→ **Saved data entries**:
*-*-*

PR #2467, opened 2023-10-27
Feat!(hive,tsql): move CTEs to top-level, fix T-SQL recursive CTEs

GeorgeSittas:
This PR:

- Moves all CTEs to the top-level expression for Hive, Spark2 and T-SQL, since they don't allow nested CTEs
- Fixes a transpilation issue towards T-SQL related to recursive CTEs (the `RECURSIVE` keyword needs to be omitted)
- Adds support for parsing & generating CTEs in `MERGE` statements

The motivation behind touching `generate` instead of adding new entries in `TRANSFORMS` was mainly to avoid duplicating the same code for ~10 expressions that support CTEs x2 dialects (Hive, T-SQL).

One downside of the current approach is that Hive and T-SQL suffer from an additional perf. hit due to the preemptive `copy` call that happens in `move_ctes_to_top_level` when the input expression is 1) at the root of the AST and 2) supports CTEs.


sqlglot/transforms.py
```diff
@@ -398,6 +398,41 @@ def eliminate_full_outer_join(expression: exp.Expression) -> exp.Expression:
...
+    are invalid in those dialects. This transformation ensures all CTEs are moved
+    to the top level so that the final SQL code is valid from a syntax standpoint.
+
+    TODO: handle name clashes whilst moving CTEs (it can get quite tricky & costly).
+    """
+    # This transformation is only applied to the root expression, if it supports CTEs
+    if expression.parent or "with" not in expression.arg_types:
+        return expression
+
+    expression = expression.copy()
```
tobymao, line 417: transforms shouldn't manually copy, this should be done by the caller

tobymao: if you want to be most efficient, you could only copy if you find With Statements

sqlglot/transforms.py
```diff
@@ -398,6 +398,41 @@ def eliminate_full_outer_join(expression: exp.Expression) -> exp.Expression:
...
+    top_level_with = expression.args.get("with")
+    for node in expression.find_all(exp.With):
+        if node.parent is expression:
+            continue
+
+        inner_with = node.pop()
+        if not top_level_with:
+            top_level_with = inner_with
+            expression.set("with", top_level_with)
```
tobymao, line 426: what happens if the with alias collides?

sqlglot/transforms.py
GeorgeSittas: Agree, this transformation was initially defined in dialect.py and so the copy was left over since it wasnt supposed to be used in combination with preprocess.

sqlglot/transforms.py
GeorgeSittas: There's no name clash detection in this PR, so it'd shadow any name or if there were duplicate ctes it may crash depending on the engine I guess. This though was one of the core assumptions that allowed this to be simpler because checking for name clashes is more costly since cte names are global. To my understanding though having nested ctes with clashing names should be a rare case and we can always reiterate later?

sqlglot/transforms.py
GeorgeSittas: Addressed both comments

PR #2468, opened 2023-10-27
feat(postgres): support `PARTITION BY`

judahrand:
Currently the Postgres dialect doesn't handle this Postgres extension syntax. It is the same as BigQuery and Drill etc.

https://www.postgresql.org/docs/current/sql-createtable.html


GeorgeSittas (approved):

GeorgeSittas:
Thanks for the PR!

Issue #4112, opened 2024-09-13
`optimizer.qualify.qualify` raises "Cannot automatically join" for multiple joins with `USING` and `ON` clauses


dg-hellotwin:
When there are two or more `JOIN` operations, and a `JOIN` with an `ON` condition precedes a `JOIN` with a `USING` clause, the `optimizer.qualify.qualify` method throws the error: **"Cannot automatically join"**.

## Steps to Reproduce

*-*-*

→ **Assignment**:
If a line above contains the word "happens", list it.

→ **Your solution**:
One downside of the current approach is that Hive and T-SQL suffer from an additional perf. hit due to the preemptive `copy` call that happens in `move_ctes_to_top_level` when the input expression is 1) at the root of the AST and 2) supports CTEs.
tobymao, line 426: what happens if the with alias collides?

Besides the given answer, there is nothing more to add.